* _Task brief_: Would you give all of the records again, exactly as they read?

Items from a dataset

PR #597, opened 2023-06-23
Build fix

onelxj:
- Memory usage by Docker (via Dazel) was causing crashes on our limited-memory GitHub Actions runners.
- Dazel is no longer useful now that we mostly use Codespaces, so we can remove it.
- Fix asan tool.
- Moved to larger GitHub runners.
#599


onelxj:
Since we are using codespaces for develop, all docker (dazel) things can be removed, as well as run build using github runner config, but with config=asan off

.github/workflows/build_and_test.yml
```diff
@@ -108,7 +91,47 @@ jobs:
...
+        run: |
+          ${{ matrix.bazel-command }} \
+            ${{ matrix.output-user_root }} \
+            build \
+            ${{ matrix.bazel-config }} \
+            ${{ env.BAZEL_REMOTE_CACHE }} \
+            --verbose_failures \
+            -c dbg \
+            --strip="never" \
+            test/grpc/route_guide:route-guide-test
```
rjhuijsman, line 131: Did you say this splitting into multiple steps didn't have any effect on the memory usage? If so, can we revert this part of the change?

onelxj: I’m doing tests now, recently found some additional hazel flags that might help, will revert if it would be not necessary, thank you!

.github/workflows/build_and_test.yml
```diff
@@ -115,8 +100,6 @@ jobs:
             build \
             ${{ matrix.bazel-config }} \
             ${{ env.BAZEL_REMOTE_CACHE }} \
-            --verbose_failures \
-            -c dbg \
```
rjhuijsman, line 119: Why did we remove these, here and below?

(I'd normally like to see such changes explained in the PR description)

test/grpc/streaming/streaming.cc
```diff
@@ -66,12 +66,14 @@ void test_client_behavior(
...
-        >> std::move(handler);
+  auto call = [&]() -> Task::Of<::grpc::Status>::Raises<RuntimeError> {
+    return [&]() {
+      return client.Call<
+                 Stream<Request>,
+                 Stream<Response>>(
+                 "keyvaluestore.KeyValueStore.GetValues")
+          >> std::move(handler);
+    };
   };
```
rjhuijsman, line 77: Why is this part of this PR?

rjhuijsman (commented):
I see some more unexpected-to-me changes have popped up, so I'd like some clarification on those before I approve.

For posterity, it would be good to record the "why" of this PR in the PR description:
* Memory usage by Docker (via Dazel) was causing crashes on our limited-memory GitHub Actions runners.
* Dazel is no longer useful now that we mostly use Codespaces, so we can remove it.

test/grpc/streaming/streaming.cc
onelxj: added to the description, thank you!

benh:
@onelxj what's the status of this? Does this fix the build?

benh (approved):
Let's try adding this to `.bazelrc`:

```
# By default run both (target) compilation mode and host compilation
# mode in 'fastbuild' so that any "tools" that get build (which are
# built for the host) don't require building things a second time.
build --compilation_mode=fastbuild
build --host_compilation_mode=fastbuild
```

* _Finished task_:
PR #597, opened 2023-06-23
Build fix

onelxj:
- Memory usage by Docker (via Dazel) was causing crashes on our limited-memory GitHub Actions runners.
- Dazel is no longer useful now that we mostly use Codespaces, so we can remove it.
- Fix asan tool.
- Moved to larger GitHub runners.
#599


onelxj:
Since we are using codespaces for develop, all docker (dazel) things can be removed, as well as run build using github runner config, but with config=asan off

.github/workflows/build_and_test.yml
```diff
@@ -108,7 +91,47 @@ jobs:
...
+        run: |
+          ${{ matrix.bazel-command }} \
+            ${{ matrix.output-user_root }} \
+            build \
+            ${{ matrix.bazel-config }} \
+            ${{ env.BAZEL_REMOTE_CACHE }} \
+            --verbose_failures \
+            -c dbg \
+            --strip="never" \
+            test/grpc/route_guide:route-guide-test
```
rjhuijsman, line 131: Did you say this splitting into multiple steps didn't have any effect on the memory usage? If so, can we revert this part of the change?

onelxj: I’m doing tests now, recently found some additional hazel flags that might help, will revert if it would be not necessary, thank you!

.github/workflows/build_and_test.yml
```diff
@@ -115,8 +100,6 @@ jobs:
             build \
             ${{ matrix.bazel-config }} \
             ${{ env.BAZEL_REMOTE_CACHE }} \
-            --verbose_failures \
-            -c dbg \
```
rjhuijsman, line 119: Why did we remove these, here and below?

(I'd normally like to see such changes explained in the PR description)

test/grpc/streaming/streaming.cc
```diff
@@ -66,12 +66,14 @@ void test_client_behavior(
...
-        >> std::move(handler);
+  auto call = [&]() -> Task::Of<::grpc::Status>::Raises<RuntimeError> {
+    return [&]() {
+      return client.Call<
+                 Stream<Request>,
+                 Stream<Response>>(
+                 "keyvaluestore.KeyValueStore.GetValues")
+          >> std::move(handler);
+    };
   };
```
rjhuijsman, line 77: Why is this part of this PR?

rjhuijsman (commented):
I see some more unexpected-to-me changes have popped up, so I'd like some clarification on those before I approve.

For posterity, it would be good to record the "why" of this PR in the PR description:
* Memory usage by Docker (via Dazel) was causing crashes on our limited-memory GitHub Actions runners.
* Dazel is no longer useful now that we mostly use Codespaces, so we can remove it.

test/grpc/streaming/streaming.cc
onelxj: added to the description, thank you!

benh:
@onelxj what's the status of this? Does this fix the build?

benh (approved):
Let's try adding this to `.bazelrc`:

```
# By default run both (target) compilation mode and host compilation
# mode in 'fastbuild' so that any "tools" that get build (which are
# built for the host) don't require building things a second time.
build --compilation_mode=fastbuild
build --host_compilation_mode=fastbuild
```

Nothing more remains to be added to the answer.